=== Begin Enclosure ===

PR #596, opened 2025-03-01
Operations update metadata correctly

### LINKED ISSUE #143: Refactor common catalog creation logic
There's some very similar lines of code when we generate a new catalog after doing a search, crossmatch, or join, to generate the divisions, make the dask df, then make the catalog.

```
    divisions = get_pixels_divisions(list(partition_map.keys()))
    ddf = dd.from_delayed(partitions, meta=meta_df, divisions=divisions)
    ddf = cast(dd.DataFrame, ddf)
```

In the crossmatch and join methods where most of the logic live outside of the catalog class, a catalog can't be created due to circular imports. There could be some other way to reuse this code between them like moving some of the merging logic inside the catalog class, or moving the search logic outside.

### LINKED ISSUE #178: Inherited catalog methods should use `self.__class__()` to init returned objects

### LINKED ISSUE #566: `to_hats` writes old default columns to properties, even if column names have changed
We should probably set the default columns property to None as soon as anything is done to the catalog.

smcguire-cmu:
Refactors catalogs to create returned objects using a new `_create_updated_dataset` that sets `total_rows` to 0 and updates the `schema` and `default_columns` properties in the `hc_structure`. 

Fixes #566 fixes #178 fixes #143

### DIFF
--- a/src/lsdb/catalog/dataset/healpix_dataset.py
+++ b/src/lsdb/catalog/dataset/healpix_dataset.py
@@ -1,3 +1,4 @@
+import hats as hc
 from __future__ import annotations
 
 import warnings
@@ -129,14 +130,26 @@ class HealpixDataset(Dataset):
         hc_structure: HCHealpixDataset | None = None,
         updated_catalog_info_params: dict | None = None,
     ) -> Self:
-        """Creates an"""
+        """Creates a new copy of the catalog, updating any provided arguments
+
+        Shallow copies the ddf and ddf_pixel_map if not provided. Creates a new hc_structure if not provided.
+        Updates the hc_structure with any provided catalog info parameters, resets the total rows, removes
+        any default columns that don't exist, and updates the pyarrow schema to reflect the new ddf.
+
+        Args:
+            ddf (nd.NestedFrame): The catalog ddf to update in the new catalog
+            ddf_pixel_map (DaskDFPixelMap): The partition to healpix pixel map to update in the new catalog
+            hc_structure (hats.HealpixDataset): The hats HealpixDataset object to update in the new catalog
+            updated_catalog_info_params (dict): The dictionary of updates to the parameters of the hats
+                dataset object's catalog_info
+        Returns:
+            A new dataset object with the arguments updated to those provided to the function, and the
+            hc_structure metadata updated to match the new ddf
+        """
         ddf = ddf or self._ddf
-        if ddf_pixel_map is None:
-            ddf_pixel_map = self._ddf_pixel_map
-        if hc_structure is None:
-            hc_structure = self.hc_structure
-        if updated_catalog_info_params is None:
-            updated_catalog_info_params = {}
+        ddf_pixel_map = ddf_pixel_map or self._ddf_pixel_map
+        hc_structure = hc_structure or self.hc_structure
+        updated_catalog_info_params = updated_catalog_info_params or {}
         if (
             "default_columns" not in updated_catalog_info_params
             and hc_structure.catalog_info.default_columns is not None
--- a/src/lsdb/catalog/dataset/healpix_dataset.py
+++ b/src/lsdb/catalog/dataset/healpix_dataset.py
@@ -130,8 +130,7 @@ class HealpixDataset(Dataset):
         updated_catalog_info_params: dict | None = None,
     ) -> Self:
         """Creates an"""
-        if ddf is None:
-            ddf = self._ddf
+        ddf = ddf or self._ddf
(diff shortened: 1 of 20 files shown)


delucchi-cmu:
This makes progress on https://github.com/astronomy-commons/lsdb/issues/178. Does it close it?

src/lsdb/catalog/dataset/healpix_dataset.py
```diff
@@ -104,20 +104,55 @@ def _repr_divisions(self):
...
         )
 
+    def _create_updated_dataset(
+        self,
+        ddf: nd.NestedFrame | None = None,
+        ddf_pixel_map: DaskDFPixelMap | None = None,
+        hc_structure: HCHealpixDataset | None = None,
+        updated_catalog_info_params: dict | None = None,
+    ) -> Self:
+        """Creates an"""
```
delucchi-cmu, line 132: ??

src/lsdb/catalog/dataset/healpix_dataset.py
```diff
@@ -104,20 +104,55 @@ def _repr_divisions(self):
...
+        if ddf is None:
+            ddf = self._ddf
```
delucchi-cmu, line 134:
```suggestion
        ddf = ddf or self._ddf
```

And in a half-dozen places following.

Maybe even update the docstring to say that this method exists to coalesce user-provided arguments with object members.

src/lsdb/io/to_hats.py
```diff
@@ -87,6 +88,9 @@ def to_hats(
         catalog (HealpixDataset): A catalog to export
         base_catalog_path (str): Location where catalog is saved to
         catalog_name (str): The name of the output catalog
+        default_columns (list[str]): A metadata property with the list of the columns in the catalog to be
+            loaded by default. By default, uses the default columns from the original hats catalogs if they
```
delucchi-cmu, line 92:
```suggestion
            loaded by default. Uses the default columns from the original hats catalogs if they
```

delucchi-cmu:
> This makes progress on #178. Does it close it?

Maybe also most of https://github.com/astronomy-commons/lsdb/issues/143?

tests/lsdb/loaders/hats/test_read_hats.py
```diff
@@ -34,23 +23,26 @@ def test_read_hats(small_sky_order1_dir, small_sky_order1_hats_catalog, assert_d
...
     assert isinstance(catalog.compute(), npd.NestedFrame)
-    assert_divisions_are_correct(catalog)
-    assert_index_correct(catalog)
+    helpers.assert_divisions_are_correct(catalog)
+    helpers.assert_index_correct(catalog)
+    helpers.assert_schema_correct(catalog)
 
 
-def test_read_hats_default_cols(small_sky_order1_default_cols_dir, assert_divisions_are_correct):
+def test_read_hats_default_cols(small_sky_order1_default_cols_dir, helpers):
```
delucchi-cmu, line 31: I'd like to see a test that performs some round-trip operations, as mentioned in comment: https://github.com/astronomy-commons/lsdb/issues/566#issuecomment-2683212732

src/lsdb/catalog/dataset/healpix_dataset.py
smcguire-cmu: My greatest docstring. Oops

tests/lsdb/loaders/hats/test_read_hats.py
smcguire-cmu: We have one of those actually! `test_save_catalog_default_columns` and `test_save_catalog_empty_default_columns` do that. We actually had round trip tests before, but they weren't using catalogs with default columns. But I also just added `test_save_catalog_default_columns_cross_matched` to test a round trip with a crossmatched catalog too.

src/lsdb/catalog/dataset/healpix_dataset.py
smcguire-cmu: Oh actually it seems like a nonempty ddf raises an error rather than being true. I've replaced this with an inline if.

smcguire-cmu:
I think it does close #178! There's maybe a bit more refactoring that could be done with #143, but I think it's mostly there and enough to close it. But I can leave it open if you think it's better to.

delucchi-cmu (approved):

=== End Enclosure ===

● **What you should do**:
Reproduce each line above without any alteration.

● **Answer to this exercise**:
PR #596, opened 2025-03-01
Operations update metadata correctly

### LINKED ISSUE #143: Refactor common catalog creation logic
There's some very similar lines of code when we generate a new catalog after doing a search, crossmatch, or join, to generate the divisions, make the dask df, then make the catalog.

```
    divisions = get_pixels_divisions(list(partition_map.keys()))
    ddf = dd.from_delayed(partitions, meta=meta_df, divisions=divisions)
    ddf = cast(dd.DataFrame, ddf)
```

In the crossmatch and join methods where most of the logic live outside of the catalog class, a catalog can't be created due to circular imports. There could be some other way to reuse this code between them like moving some of the merging logic inside the catalog class, or moving the search logic outside.

### LINKED ISSUE #178: Inherited catalog methods should use `self.__class__()` to init returned objects

### LINKED ISSUE #566: `to_hats` writes old default columns to properties, even if column names have changed
We should probably set the default columns property to None as soon as anything is done to the catalog.

smcguire-cmu:
Refactors catalogs to create returned objects using a new `_create_updated_dataset` that sets `total_rows` to 0 and updates the `schema` and `default_columns` properties in the `hc_structure`. 

Fixes #566 fixes #178 fixes #143

### DIFF
--- a/src/lsdb/catalog/dataset/healpix_dataset.py
+++ b/src/lsdb/catalog/dataset/healpix_dataset.py
@@ -1,3 +1,4 @@
+import hats as hc
 from __future__ import annotations
 
 import warnings
@@ -129,14 +130,26 @@ class HealpixDataset(Dataset):
         hc_structure: HCHealpixDataset | None = None,
         updated_catalog_info_params: dict | None = None,
     ) -> Self:
-        """Creates an"""
+        """Creates a new copy of the catalog, updating any provided arguments
+
+        Shallow copies the ddf and ddf_pixel_map if not provided. Creates a new hc_structure if not provided.
+        Updates the hc_structure with any provided catalog info parameters, resets the total rows, removes
+        any default columns that don't exist, and updates the pyarrow schema to reflect the new ddf.
+
+        Args:
+            ddf (nd.NestedFrame): The catalog ddf to update in the new catalog
+            ddf_pixel_map (DaskDFPixelMap): The partition to healpix pixel map to update in the new catalog
+            hc_structure (hats.HealpixDataset): The hats HealpixDataset object to update in the new catalog
+            updated_catalog_info_params (dict): The dictionary of updates to the parameters of the hats
+                dataset object's catalog_info
+        Returns:
+            A new dataset object with the arguments updated to those provided to the function, and the
+            hc_structure metadata updated to match the new ddf
+        """
         ddf = ddf or self._ddf
-        if ddf_pixel_map is None:
-            ddf_pixel_map = self._ddf_pixel_map
-        if hc_structure is None:
-            hc_structure = self.hc_structure
-        if updated_catalog_info_params is None:
-            updated_catalog_info_params = {}
+        ddf_pixel_map = ddf_pixel_map or self._ddf_pixel_map
+        hc_structure = hc_structure or self.hc_structure
+        updated_catalog_info_params = updated_catalog_info_params or {}
         if (
             "default_columns" not in updated_catalog_info_params
             and hc_structure.catalog_info.default_columns is not None
--- a/src/lsdb/catalog/dataset/healpix_dataset.py
+++ b/src/lsdb/catalog/dataset/healpix_dataset.py
@@ -130,8 +130,7 @@ class HealpixDataset(Dataset):
         updated_catalog_info_params: dict | None = None,
     ) -> Self:
         """Creates an"""
-        if ddf is None:
-            ddf = self._ddf
+        ddf = ddf or self._ddf
(diff shortened: 1 of 20 files shown)


delucchi-cmu:
This makes progress on https://github.com/astronomy-commons/lsdb/issues/178. Does it close it?

src/lsdb/catalog/dataset/healpix_dataset.py
```diff
@@ -104,20 +104,55 @@ def _repr_divisions(self):
...
         )
 
+    def _create_updated_dataset(
+        self,
+        ddf: nd.NestedFrame | None = None,
+        ddf_pixel_map: DaskDFPixelMap | None = None,
+        hc_structure: HCHealpixDataset | None = None,
+        updated_catalog_info_params: dict | None = None,
+    ) -> Self:
+        """Creates an"""
```
delucchi-cmu, line 132: ??

src/lsdb/catalog/dataset/healpix_dataset.py
```diff
@@ -104,20 +104,55 @@ def _repr_divisions(self):
...
+        if ddf is None:
+            ddf = self._ddf
```
delucchi-cmu, line 134:
```suggestion
        ddf = ddf or self._ddf
```

And in a half-dozen places following.

Maybe even update the docstring to say that this method exists to coalesce user-provided arguments with object members.

src/lsdb/io/to_hats.py
```diff
@@ -87,6 +88,9 @@ def to_hats(
         catalog (HealpixDataset): A catalog to export
         base_catalog_path (str): Location where catalog is saved to
         catalog_name (str): The name of the output catalog
+        default_columns (list[str]): A metadata property with the list of the columns in the catalog to be
+            loaded by default. By default, uses the default columns from the original hats catalogs if they
```
delucchi-cmu, line 92:
```suggestion
            loaded by default. Uses the default columns from the original hats catalogs if they
```

delucchi-cmu:
> This makes progress on #178. Does it close it?

Maybe also most of https://github.com/astronomy-commons/lsdb/issues/143?

tests/lsdb/loaders/hats/test_read_hats.py
```diff
@@ -34,23 +23,26 @@ def test_read_hats(small_sky_order1_dir, small_sky_order1_hats_catalog, assert_d
...
     assert isinstance(catalog.compute(), npd.NestedFrame)
-    assert_divisions_are_correct(catalog)
-    assert_index_correct(catalog)
+    helpers.assert_divisions_are_correct(catalog)
+    helpers.assert_index_correct(catalog)
+    helpers.assert_schema_correct(catalog)
 
 
-def test_read_hats_default_cols(small_sky_order1_default_cols_dir, assert_divisions_are_correct):
+def test_read_hats_default_cols(small_sky_order1_default_cols_dir, helpers):
```
delucchi-cmu, line 31: I'd like to see a test that performs some round-trip operations, as mentioned in comment: https://github.com/astronomy-commons/lsdb/issues/566#issuecomment-2683212732

src/lsdb/catalog/dataset/healpix_dataset.py
smcguire-cmu: My greatest docstring. Oops

tests/lsdb/loaders/hats/test_read_hats.py
smcguire-cmu: We have one of those actually! `test_save_catalog_default_columns` and `test_save_catalog_empty_default_columns` do that. We actually had round trip tests before, but they weren't using catalogs with default columns. But I also just added `test_save_catalog_default_columns_cross_matched` to test a round trip with a crossmatched catalog too.

src/lsdb/catalog/dataset/healpix_dataset.py
smcguire-cmu: Oh actually it seems like a nonempty ddf raises an error rather than being true. I've replaced this with an inline if.

smcguire-cmu:
I think it does close #178! There's maybe a bit more refactoring that could be done with #143, but I think it's mostly there and enough to close it. But I can leave it open if you think it's better to.

delucchi-cmu (approved):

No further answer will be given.